KALIBUTAN
By LEON DULCE
Bulatlat.com
We find it difficult to understand why President Benigno Simeon Aquino III, in his latest national address on primetime mass media, continues to rabidly defend the Disbursement Acceleration Program (DAP).
The controversial presidential pork barrel fund, masterminded by Budget Sec. Butch Abad and BS Aquino himself, was declared unconstitutional by the Supreme Court July 1. Aquino’s tirade on national television two weeks later was a declaration of cold war against the SC, threatening the justices with impeachment.
‘Good faith’ remains BS Aquino’s justification in diverting at least P177.3 billion in public funds supposedly toward economic stimulus, calamity funds and other priority projects and concerns.
But the inescapable conclusion is that there is culpable violation of the constitution in the DAP’s implementation. BS Aquino knowingly, deliberately, and repeatedly usurped the Congress’ power of the purse through malversation of funds toward clearly political ends.
A striking example of the DAP in bad faith is how it operationalized the Jalaur River Multi-Purpose Project Phase II (JRMPP) in Iloilo.
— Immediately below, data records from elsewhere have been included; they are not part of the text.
PR #29, opened 2016-10-13
Tickets/dm 7719

n8pease:


n8pease:
I'm still checking these. @TallJimbo has checked the unit tests. I'll add a reviewer for the code when I'm ready.

python/lsst/daf/persistence/butler.py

Mega Dam, Mega Destruction
The P11.2-billion mega dam project is a pet project of Senate President Franklin Drilon that promises the delivery of electricity, irrigation, and water supply services to far-flung areas in Iloilo.
Critics have pointed out that the benefits of the project can be achieved through smaller projects at less environmental and social cost. But what exactly is the price the people have to pay if the Jalaur Dam pushes through?
In a ‘Writ of Kalikasan’ petition granted by the SC in November last year, it was noted that around 17,000 indigenous Tumanduk people or around 600 communities will be displaced from their ancestral lands and agricultural livelihood by the projected flooding impacts of the dam.
An environmental investigative mission (EIM) conducted by the Advocates of Science & Technology for the People (AGHAM) last September 2012 revealed that there are observed geological risks in the area where the dam’s major structures will be built, affecting its structural integrity.
The EIM’s biodiversity assessment noted at least 85 different plant species that will be flooded by the dam. At least 35 of these plant species are economically important, providing agricultural products for farmers in the area.
Fifteen of these plants are used for food consumption and 19 for therapeutic purposes. The rest have insecticidal properties while others are identified by the Tumandoks as giving balance to the ecosystem.
Threatened wildlife include the Visayan writh-billed hornbill, the red-vented cockatoo, and the Visayan warty pig, all three classified as critically endangered.
Big Funding, Bad Faith
These risks should have been clearly identified and addressed by the proponents from the start, but big funding still came its way early on. A December 12, 2011 memorandum by the Department of Budget Management requested an initial P450 million for the project through DAP.
Ignorance cannot be an excuse, as a feasibility study report by the National Irrigation Administration (NIA) passed in November 2011to the project’s financier, the Korean Export-Import Bank, already warned that indigenous communities would be submerged.
The Korean Exim Bank will loan a hefty P9 billion to the project. The Aquino government’s total counterpart fund is P2.24 billion, all of which will come from DAP and possibly other pork barrel funds since the Jalaur Dam is not in the national budget.
Thus we see how DAP-driven corruption is deliberately and inextricably linked to social and economic dislocation, and even environmental destruction and ethnocide. That is bad faith. BS Aquino, Abad, and all other perpetrators of pork barrel in all its forms should be held to account for this wanton betrayal of public trust.
Leon Dulce is the current campaign coordinator of the Kalikasan People’s Network for the Environment (Kalikasan PNE).